Charlene van der Walt

1. Experiences within the Stellenbosch scholarly context

I am extremely thankful to be part of this panel and to explore within the confines of the IOSOT meeting, for the first time on the African continent, the importance and relevance of doing Old Testament scholarship by engaging and taking seriously issues of gender. I am doing this reflection self-consciously from this place and will briefly reflect, in the first place, on the development and status of OT Gender Scholarship at the Faculty of Theology at Stellenbosch University and the importance and relevance of doing this work as an African University. Following from this brief contextual reflection I will focus my attention on the challenges and opportunities for growth concerning this line of theological reflection. It is a great privilege to share this space of reflection and contemplation with scholars from various contexts, showcasing a variety of interpretative tools and contextual foci, and yet, scholars always connected due to the common aim of laboring toward flourishing and communal wellbeing, and in so doing, expressing in an unambiguous way that our wellbeing is deeply contextual and profoundly communal.

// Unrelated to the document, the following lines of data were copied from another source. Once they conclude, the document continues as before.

PR #238, opened 2020-11-23
Update two features for rvv-1.0.x.

Nelson1225:
1. Add assembly pseudoinstructions, vneg.v and vfneg.v.
2. Add ordered/unordered vector indexed instructions.


jim-wilson (approved):

jim-wilson:
Reviewing the V spec, I noticed that the zvqmacc and zvediv subextensions are not part of the v1.0 spec, and their instructions were removed from the opcode table, so maybe we shouldn't be implementing these by default?  We could just put #if 0 around instructions in the riscv-opc.c file for instance.  Or we could remove everything, the MASK/MATCH macros, the zvediv zvqmacc extensions, and the instructions in the riscv-opc.c file.  I also noticed that the v*dot* instructions are not marked as part of the zvediv subextension.  That definintely needs to be fixed.  Otherwise we will be supporting them as part of the base V extension. 
 This can all be fixed in a follow on patch.  This one is big enough already.

Nelson1225:
> Reviewing the V spec, I noticed that the zvqmacc and zvediv subextensions are not part of the v1.0 spec, and their instructions were removed from the opcode table, so maybe we shouldn't be implementing these by default? We could just put #if 0 around instructions in the riscv-opc.c file for instance. Or we could remove everything, the MASK/MATCH macros, the zvediv zvqmacc extensions, and the instructions in the riscv-opc.c file.

#if 0 is good to me.  Otherwise, we probably need to find a place to put the removed zvqmacc and zvediv extensions.  I think we should avoid to create a new branch in riscv/sifive...  Therefore, put them in my GitHub repo should be fine, if we decide to remove the code directly.  However, thanks for the #if 0 suggestion, personally I prefer to use it :)

> I also noticed that the v_dot_ instructions are not marked as part of the zvediv subextension. That definintely needs to be fixed.  Otherwise we will be supporting them as part of the base V extension.  This can all be fixed in a follow on patch. This one is big enough already.

Got it, I will fix them in the future patches.

PR #241, opened 2020-12-12
Update rvb binutils support.

jim-wilson:
Add zext.[bhw] that gcc now needs.  Remove dropped insns.  Fix insns that have
changed subsets.  Fix max/minu opcodes.  Add new xperm.[nbhw] insns.  Minimally
verfified.


Nelson1225:
LGTM 👍

PR #247, opened 2021-02-24
Back to v1.0-draft-20210130, and then added the pseudo vfabs.v.

Nelson1225:
Updated the spec version to the v1.0-draft-20210130, and then added the pseudo vfabs.v as the alias of vfsgnjx.vv.


jim-wilson (approved):

Nelson1225:
Merged, thanks.

PR #249, opened 2021-02-25
Changes required to build gdb.

jim-wilson:
Use _ instead of . in DECLARE_INSN since we can't put . in the middle of a function name.


Nelson1225:
LGTM, thanks.

PR #252, opened 2021-03-10
Fix match value for 'xperm.h'

### LINKED ISSUE #251: riscv-binutils-2.35-rvb: wrong match for xperm.h
Hello,

at: https://github.com/riscv/riscv-binutils-gdb/blob/3e5f50f31348d05144966545d862a3172d315230/include/opcode/riscv-opc.h#L378

The match value is wrong and should be:
`#define MATCH_XPERMH 0x28006033` (6 instead of 3 for bits 15-12).

as according to the current bitmanip draft, funct3 for xperm.h is `110` (and not `011`). The other forms (`.b`, `.n` and `.w`) are correct.

rdolbeau:
closes #251


Nelson1225:
LGTM.

PR #253, opened 2021-03-23
Backport fix from FSF to fix configure problem caused by ctf patches.

jim-wilson:
Including bfd.h now also requires including string.h.  Fixes riscv-gnu-toolchain #867.


jim-wilson:
Verified by building with CFLAGS="-O2 -g -Werror=implicit-function-declaration" with and without the patch.  Without the patch gdb fails to read ELF files, with the patch gdb can read ELF files.

kito-cheng:
Thanks :)

Issue #2013, opened 2024-05-08
Holistic id definition rules


egekorkan:
To avoid https://github.com/w3c/wot-thing-description/issues/1957 and possibly similar issues, we should be careful on the ids we choose for sections, examples, tables, figures. On one side, we can think of consistent patterns and on the other side, blacklist some.

Below are some proposals

Pattern:
- Examples `ex-EXAMPLENAME` (these are TD snippets)
- Sections `sec-SECTIONNAME`
- Figure `fig-FIGURENAME`

Blacklist:
- `title` since it is auto-generated for the document title by ReSpec

danielpeintner:
As sketched having our `own` prefix might be a good solution. Having said that, we could also add something based on the actual document like "td-", "arch-" etc . Not sure though if this is an overkill 🙈

PR #2014, opened 2024-05-08
remove title id from static files

### LINKED ISSUE #1957: `title` reference is not correctly linked
# WHAT

The `title` term in TD points to https://www.w3.org/2019/wot/td#title

However, clicking on this link does not take you to the "title" section (3.3.12) of the TD ontology document. 

It seems that the id of this section is `x3-3-12-title` (https://www.w3.org/2019/wot/td#x3-3-12-title).

# How

Fix the section id of 3.3.12 to `id="title"`.

egekorkan:
fixes #1957

Future fixes will be at #2013


danielpeintner:
Note: this fixes the static HTML files. Anyhow, every time we re-generate the HTML with ReSpec we need to manually remove the automatically added `id="title"` for the header.

danielpeintner (approved):

lu-zero:
An alternative is to prefix all the id for the Thing elements with `thing_` so we'd have `thing_index`.

egekorkan:
> An alternative is to prefix all the id for the Thing elements with `thing_` so we'd have `thing_index`.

I am deeply thankful to be part of a growing community of scholars within the Faculty of Theology concerned with contextual issues situated within the complex intersection gender, health and theology. As a community of scholars we are deeply indebted to those who have blazed the trail for gender scholarship within the faculty. Denise Ackermann, who functioned in the capacity of an extraordinary professor in the department of Practical Theology at the faculty, has been instrumental in asserting the importance of scholarly engagement developing out of a grounded contextual situatedness and directed to the development of a live giving community for all. Ackermann defines the liberatory aim of a feminist theory of praxis, as proposed and developed by her, as follows: “The commitment to the praxis of liberation for women from all that oppresses us. Feminism does not benefit any specific group, race or class of women; neither does it promote privilege for women over men. It is about a different consciousness, a radically transformed perspective which questions our social, cultural, political and religious traditions and calls for structural change in all these spheres.”[1]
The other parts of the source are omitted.